To validate this, we deployed two parallel applications against the same backend: a public demo restricted to Medicare data and a private client version with full access. The public app could not retrieve private client data through any query path, confirming tenant isolation independent of what the LLM attempted.
Practical Tradeoffs
This approach isn’t free, and some of what we learned is worth flagging for anyone considering a similar architecture.
Latency matters
Adding a semantic layer hop introduces overhead. We initially tried Cube’s own AI inference API for query generation, but response times consistently exceeded 60 seconds with poor answer quality. The solution was to keep Cube as the authorization and execution layer but replace its query generation entirely. Vectorizing Cube’s view metadata for retrieval and using a dedicated LLM trained on Cube’s query syntax to construct the actual queries was the direction we took. That brought latency under 15 seconds. The semantic layer itself wasn’t the bottleneck, but how you handle query generation against it is a design decision that directly affects user experience.

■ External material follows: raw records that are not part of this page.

PR #3045, opened 2026-08-27
Fix `dpnp.ndarray.flat` indexing edge cases

antonwolfy:
This PR reworks `dpnp.flatiter` (`dpnp.ndarray.flat`) indexing so it aligns with NumPy's flat-iterator semantics, which were tightened in NumPy 2.4.

Previously `dpnp.ndarray.flat` accepted only a single integer index and raised `TypeError` for everything else. Indexing now delegates to regular array indexing of the flattened array, so it supports the full set of flat index types and matches NumPy's error behavior.

### DIFF
--- a/dpnp/dpnp_flatiter.py
+++ b/dpnp/dpnp_flatiter.py
@@ -182,9 +182,12 @@ class flatiter:
             idx = flat_index[key]
 
         if not dpnp.isscalar(val):
-            val = dpnp.asarray(
-                val, sycl_queue=exec_q, usm_type=usm_type
-            ).ravel()
+            val = dpnp.asarray(val, sycl_queue=exec_q, usm_type=usm_type)
+            if idx.ndim == 0 and val.ndim != 0:
+                # a scalar index targets a single item, reject an array value
+                raise ValueError("Error setting single item of array.")
+
+            val = val.ravel()
             n = idx.size
             if 0 < val.size != n:
                 # cycles the values over the selection
--- a/dpnp/dpnp_flatiter.py
+++ b/dpnp/dpnp_flatiter.py
@@ -78,6 +78,14 @@ class flatiter:
         self._i = 0
 
     @staticmethod
+    def _unwrap_tuple(key):
+        # a flat iterator is 1-D, so a single-element index tuple is equivalent
+        # to its element (e.g. `flat[(idx,)]` behaves like `flat[idx]`)
+        if isinstance(key, tuple) and len(key) == 1:
+            return key[0]
+        return key
+
+    @staticmethod
     def _reject_newaxis(key):
         # newaxis (None) is valid for array indexing but not for flat indexing
         if key is None or (
@@ -119,6 +127,7 @@ class flatiter:
         return dpnp.reshape(self._arr, -1)
 
     def __getitem__(self, key):
+        key = self._unwrap_tuple(key)
         self._reject_newaxis(key)
         self._check_bounds(key)
 
@@ -126,6 +135,7 @@ class flatiter:
         return self._flatten()[key].copy()
 
     def __setitem__(self, key, val):
+        key = self._unwrap_tuple(key)
         self._reject_newaxis(key)
         self._check_bounds(key)
 
--- a/dpnp/dpnp_flatiter.py
+++ b/dpnp/dpnp_flatiter.py
@@ -82,24 +82,6 @@ class flatiter:
         self._size = a.size
         self._i = 0
 
-    @staticmethod
-    def _unwrap_tuple(key):
-        # a flat iterator is 1-D, so a single-element index tuple is equivalent
-        # to its element (e.g. `flat[(idx,)]` behaves like `flat[idx]`)
-        if isinstance(key, tuple) and len(key) == 1:
-            return key[0]
-        return key
-
-    @staticmethod
-    def _reject_invalid_key(key):
-        # newaxis (None) and multi-element tuples (a flat iterator is 1-D and
-        # takes a single index) are not valid, unlike regular array indexing
-        if key is None or (isinstance(key, tuple) and len(key) > 1):
-            raise IndexError(
-                "only integers, slices (`:`), ellipsis (`...`) and integer "
-                "or boolean arrays are valid indices"
-            )
-
     def _check_bounds(self, key):
         # fancy int indices wrap instead of raising, so check them vs NumPy
         if key is Ellipsis or isinstance(key, (slice, bool, tuple)):
@@ -131,22 +113,26 @@ class flatiter:
         if lo < -size:
             raise IndexError(f"index {lo} is out of bounds for size {size}")
 
-    def _flatten(self):
-        # C-order flat view (copy if non-contiguous)
-        return dpnp.reshape(self._arr, -1)
+    def _normalize_key(self, key):
+        # 1-D iterator: unwrap a 1-elem tuple; reject None and longer tuples
+        if isinstance(key, tuple) and len(key) == 1:
+            key = key[0]
+        if key is None or (isinstance(key, tuple) and len(key) > 1):
+            raise IndexError(
+                "only integers, slices (`:`), ellipsis (`...`) and integer "
+                "or boolean arrays are valid indices"
+            )
+        self._check_bounds(key)
+        return key
 
     def __getitem__(self, key):
-        key = self._unwrap_tuple(key)
-        self._reject_invalid_key(key)
-        self._check_bounds(key)
+        key = self._normalize_key(key)
 
         # flat always yields a copy, never a view
-        return self._flatten()[key].copy()
+        return dpnp.reshape(self._arr, -1)[key].copy()
 
     def __setitem__(self, key, val):
-        key = self._unwrap_tuple(key)
-        self._reject_invalid_key(key)
-        self._check_bounds(key)
+        key = self._normalize_key(key)
 
         if isinstance(key, tuple) and len(key) == 0:
             # NumPy rejects arr.flat[()] = val
--- a/dpnp/dpnp_flatiter.py
+++ b/dpnp/dpnp_flatiter.py
@@ -34,57 +34,89 @@ import dpnp
 class flatiter:
     """Flat iterator object to iterate over arrays."""
 
-    def __init__(self, X):
-        if type(X) is not dpnp.ndarray:
+    def __init__(self, a):
+        if type(a) is not dpnp.ndarray:
             raise TypeError(
-                "Argument must be of type dpnp.ndarray, got {}".format(type(X))
+                "Argument must be of type dpnp.ndarray, got {}".format(type(a))
             )
-        self.arr_ = X
-        self.size_ = X.size
-        self.i_ = 0
+        self._arr = a
+        self._size = a.size
+        self._i = 0
 
-    def _multiindex(self, i):
-        nd = self.arr_.ndim
-        if nd == 0:
-            if i == 0:
-                return ()
-            raise KeyError
-        elif nd == 1:
-            return (i,)
-        sh = self.arr_.shape
-        i_ = i
-        multi_index = [0] * nd
-        for k in reversed(range(1, nd)):
-            si = sh[k]
-            q = i_ // si
-            multi_index[k] = i_ - q * si
-            i_ = q
-        multi_index[0] = i_
-        return tuple(multi_index)
+    @staticmethod
+    def _reject_newaxis(key):
+        # newaxis (None) is valid for array indexing but not for flat indexing
+        if key is None or (
+            isinstance(key, tuple) and any(k is None for k in key)
+        ):
+            raise IndexError(
+                "only integers, slices (`:`), ellipsis (`...`) and integer "
+                "or boolean arrays are valid indices"
+            )
+
+    def _check_bounds(self, key):
+        # fancy int indices wrap instead of raising, so check them vs NumPy
+        if key is Ellipsis or isinstance(key, (slice, bool, tuple)):
+            return
+
+        if isinstance(key, int) or (
+            callable(getattr(key, "__index__", None))
+            and not hasattr(key, "ndim")
+        ):
+            return  # scalar int: regular indexing checks it
+
+        try:
+            idx = dpnp.asarray(key, sycl_queue=self._arr.sycl_queue)
+        except Exception:
+            return  # let regular indexing raise
+
+        if idx.dtype.kind not in "iu" or idx.size == 0:
+            return
+
+        size = self._size
+        hi, lo = int(dpnp.max(idx)), int(dpnp.min(idx))
+        if hi >= size:
+            raise IndexError(f"index {hi} is out of bounds for size {size}")
+        if lo < -size:
+            raise IndexError(f"index {lo} is out of bounds for size {size}")
+
+    def _flatten(self):
+        # C-order flat view (copy if non-contiguous)
+        return dpnp.reshape(self._arr, -1)
 
     def __getitem__(self, key):
-        idx = getattr(key, "__index__", None)
-        if not callable(idx):
-            raise TypeError(key)
-        i = idx()
-        mi = self._multiindex(i)
-        return self.arr_.__getitem__(mi)
+        self._reject_newaxis(key)
+        self._check_bounds(key)
+
+        # flat always yields a copy, never a view
+        return self._flatten()[key].copy()
 
     def __setitem__(self, key, val):
-        idx = getattr(key, "__index__", None)
-        if not callable(idx):
-            raise TypeError(key)
-        i = idx()
-        mi = self._multiindex(i)
-        return self.arr_.__setitem__(mi, val)
+        self._reject_newaxis(key)
+        self._check_bounds(key)
+
+        if isinstance(key, tuple) and len(key) == 0:
+            # NumPy rejects arr.flat[()] = val
+            raise IndexError(
+                "Assigning to a flat iterator with a 0-D index is not "
+                "supported"
+            )
+
+        # resolve key to flat positions, reusing regular indexing to validate
+        arr = self._arr
+        flat_index = dpnp.arange(
+            arr.size, sycl_queue=arr.sycl_queue, usm_type=arr.usm_type
+        )
+        positions = dpnp.reshape(flat_index[key], -1)
+        dpnp.put(arr, positions, val)
 
     def __iter__(self):
         return self
 
     def __next__(self):
-        if self.i_ < self.size_:
-            val = self.__getitem__(self.i_)
-            self.i_ = self.i_ + 1
+        if self._i < self._size:
+            val = self.__getitem__(self._i)
+            self._i = self._i + 1
             return val
         else:
             raise StopIteration
--- a/dpnp/dpnp_flatiter.py
+++ b/dpnp/dpnp_flatiter.py
@@ -35,9 +35,9 @@ class flatiter:
     """Flat iterator object to iterate over arrays."""
 
     def __init__(self, a):
-        if type(a) is not dpnp.ndarray:
+        if not isinstance(a, dpnp.ndarray):
             raise TypeError(
-                "Argument must be of type dpnp.ndarray, got {}".format(type(a))
+                f"An array must be of type dpnp.ndarray, but got {type(a)}"
             )
         self._arr = a
         self._size = a.size
--- a/dpnp/dpnp_flatiter.py
+++ b/dpnp/dpnp_flatiter.py
@@ -28,7 +28,12 @@
 
 """Implementation of flatiter."""
 
+import numpy
+
 import dpnp
+import dpnp.tensor as dpt
+
+from .dpnp_array import dpnp_array
 
 
 class flatiter:
@@ -107,16 +112,21 @@ class flatiter:
         ):
             return  # scalar int: regular indexing checks it
 
-        try:
-            idx = dpnp.asarray(key, sycl_queue=self._arr.sycl_queue)
-        except Exception:
-            return  # let regular indexing raise
+        if isinstance(key, dpnp_array):
+            idx = key
+        elif isinstance(key, dpt.usm_ndarray):
+            idx = dpnp_array._create_from_usm_ndarray(key)
+        else:
+            try:
+                idx = numpy.asarray(key)
+            except Exception:
+                return  # let regular indexing raise
 
-        if idx.dtype.kind not in "iu" or idx.size == 0:
+        if not dpnp.issubdtype(idx.dtype, dpnp.integer) or idx.size == 0:
             return
 
         size = self._size
-        hi, lo = int(dpnp.max(idx)), int(dpnp.min(idx))
+        hi, lo = int(idx.max()), int(idx.min())
         if hi >= size:
             raise IndexError(f"index {hi} is out of bounds for size {size}")
         if lo < -size:
--- a/dpnp/dpnp_flatiter.py
+++ b/dpnp/dpnp_flatiter.py
@@ -91,11 +91,10 @@ class flatiter:
         return key
 
     @staticmethod
-    def _reject_newaxis(key):
-        # newaxis (None) is valid for array indexing but not for flat indexing
-        if key is None or (
-            isinstance(key, tuple) and any(k is None for k in key)
-        ):
+    def _reject_invalid_key(key):
+        # newaxis (None) and multi-element tuples (a flat iterator is 1-D and
+        # takes a single index) are not valid, unlike regular array indexing
+        if key is None or (isinstance(key, tuple) and len(key) > 1):
             raise IndexError(
                 "only integers, slices (`:`), ellipsis (`...`) and integer "
                 "or boolean arrays are valid indices"
@@ -138,7 +137,7 @@ class flatiter:
 
     def __getitem__(self, key):
         key = self._unwrap_tuple(key)
-        self._reject_newaxis(key)
+        self._reject_invalid_key(key)
         self._check_bounds(key)
 
         # flat always yields a copy, never a view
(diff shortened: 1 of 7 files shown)


dpnp/dpnp_flatiter.py
```diff
@@ -32,59 +32,139 @@
...
-            si = sh[k]
-            q = i_ // si
-            multi_index[k] = i_ - q * si
-            i_ = q
-        multi_index[0] = i_
-        return tuple(multi_index)
+
+    def _check_bounds(self, key):
+        # fancy int indices wrap instead of raising, so check them vs NumPy
+        if key is Ellipsis or isinstance(key, (slice, bool, tuple)):
```
vlad-perevezentsev: This logic looks wrong for a `tuple`
If we pass a tuple index OOB index will not be caught
```
In [1]: import numpy, dpnp

In [2]: a = numpy.array([1,2,3])

In [3]: a_dp = dpnp.array(a)

In [4]: a.flat[(numpy.array([5]),)]
Cell In[4], line 1
----> 1 a.flat[(numpy.array([5]),)]

IndexError: index 5 is out of bounds for size 3

In [5]: a_dp.flat[(dpnp.array([5]),)]
Out[5]: array([3])
```

vlad-perevezentsev: The same as for `bool` and gives a different `shape`
```
In [6]: a.flat[True]
<ipython-input-6-e68040906b52>:1: DeprecationWarning: Indexing flat iterators with a 0-dimensional boolean index is deprecated and may be removed in a future version. (Deprecated NumPy 2.4)
  a.flat[True]
Out[6]: np.int64(1)

In [7]: a_dp.flat[True]
Out[7]: array([[1, 2, 3]])
```

dpnp/dpnp_flatiter.py
```diff
@@ -32,59 +32,139 @@
...
+                "Assigning to a flat iterator with a 0-D index is not "
+                "supported"
+            )
+
+        a = self._arr
+        exec_q = a.sycl_queue
+        usm_type = a.usm_type
+
+        # resolve key to flat positions, reusing regular indexing to validate
+        flat_index = dpnp.arange(a.size, sycl_queue=exec_q, usm_type=usm_type)
```
vlad-perevezentsev: For a scalar int key we allocate a full `arange(a.size)` just to resolve one position.
Could  you add a fast path to avoid it? Like this
```
if isinstance(key, int):
    pos = key + a.size if key < 0 else key
    if not 0 <= pos < a.size:
        raise IndexError(f"index {key} is out of bounds for size {a.size}")
    idx = dpnp.asarray(pos, sycl_queue=exec_q, usm_type=usm_type)
else:
    flat_index = dpnp.arange(a.size, sycl_queue=exec_q, usm_type=usm_type)
    idx = flat_index[key]
```

dpnp/dpnp_flatiter.py
```diff
@@ -32,59 +32,139 @@
...
+        try:
+            idx = dpnp.asarray(key, sycl_queue=self._arr.sycl_queue)
+        except Exception:
+            return  # let regular indexing raise
+
+        if idx.dtype.kind not in "iu" or idx.size == 0:
+            return
+
+        size = self._size
+        hi, lo = int(dpnp.max(idx)), int(dpnp.min(idx))
```
vlad-perevezentsev: 2 copy to host and .wait() executions
Is there any way to reduce the host transfer here?

dpnp/dpnp_flatiter.py
antonwolfy: Regarding `flat[True]` (the 0-d boolean case): numpy deprecated it in 2.4 (`DeprecationWarning: … may be removed in a future version`), so it seemed low-value to add code replicating a quirk numpy is actively removing.

antonwolfy: So I'd prefer to keep the standard array boolean-index semantics, rather than duplicating the deprecated numpy behavior.
Once the deprecation expires, numpy will also return:
```python
a.flat[True]
# Out: array([[1, 2, 3]])
```

antonwolfy: The tuple index OOB is addressed.

dpnp/dpnp_flatiter.py
antonwolfy: Only left for the use case when input `key` is dpnp.ndarray or usm.ndarray.

dpnp/tests/third_party/cupy/indexing_tests/test_iterate.py
```diff
@@ -1,3 +1,5 @@
+from __future__ import annotations
```
ndgrigorian, line 1: Is this import necessary? It looks like an artifact

antonwolfy: It's need to reduce the tests diff towards CuPy latest

ndgrigorian: I would personally favor removing it since it's unused but it's mostly not much of an issue

dpnp/dpnp_flatiter.py
```diff
@@ -28,63 +28,180 @@
...
+                "Assigning to a flat iterator with a 0-D index is not "
+                "supported"
+            )
+
+        a = self._arr
+        exec_q = a.sycl_queue
+        usm_type = a.usm_type
+
+        # resolve key to flat positions, reusing regular indexing to validate
+        if isinstance(key, int) and not isinstance(key, bool):
```
vlad-perevezentsev: A scalar key (here and np.int64/0d array in else) silently takes the first value instead of raising a `ValueError` (like NumPy)

```
In [1]: import numpy

In [2]: import dpnp

In [3]: a = dpnp.arange(6)

In [4]: a_np = numpy.arange(6)

In [5]: a.flat[0] = [1, 2, 3]

In [6]: a_np.flat[0] = [1, 2, 3]
Cell In[6], line 1
----> 1 a_np.flat[0] = [1, 2, 3]

ValueError: Error setting single item of array.

In [7]: a.flat[dpnp.array(0)] = [1, 2, 3]

In [8]: a_np.flat[numpy.array(0)] = [1, 2, 3]
Cell In[8], line 1
----> 1 a_np.flat[numpy.array(0)] = [1, 2, 3]

ValueError: Error setting single item of array.

In [9]: a.flat[0:1] = [1, 2, 3]

In [10]: a_np.flat[0:1] = [1, 2, 3]

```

Model maintenance is real.
As your schema evolves, the semantic model needs to stay in sync. We found that gaps in our metadata descriptions accounted for a portion of query construction failures in evaluation. Keeping the semantic layer well-documented is ongoing work, not a one-time setup.
Authorization isn’t the full threat surface.
You still need prompt injection defenses, input validation, and output filtering. We added a categorizing LLM at the entry point to classify incoming questions and route them appropriately, which doubled as a defense against injection attempts reaching the main agent. The semantic layer handles authorization; it doesn’t replace the rest of your security stack.
The Key Insight
If you’re building agentic access to multi-tenant data, push authorization down the stack. Don’t rely on the LLM to enforce access control through prompt instructions. A semantic layer gives you a governed API that the agent works through, not around—validating every request against the user’s actual permissions before anything touches the database. The pattern: authenticate the user, issue a token with the right claims, propagate it through your agent’s tool calls, and let the semantic layer validate on every request. The LLM becomes a translation layer between natural language and a governed API—which is a much more appropriate role for it than acting as both query generator and security enforcer.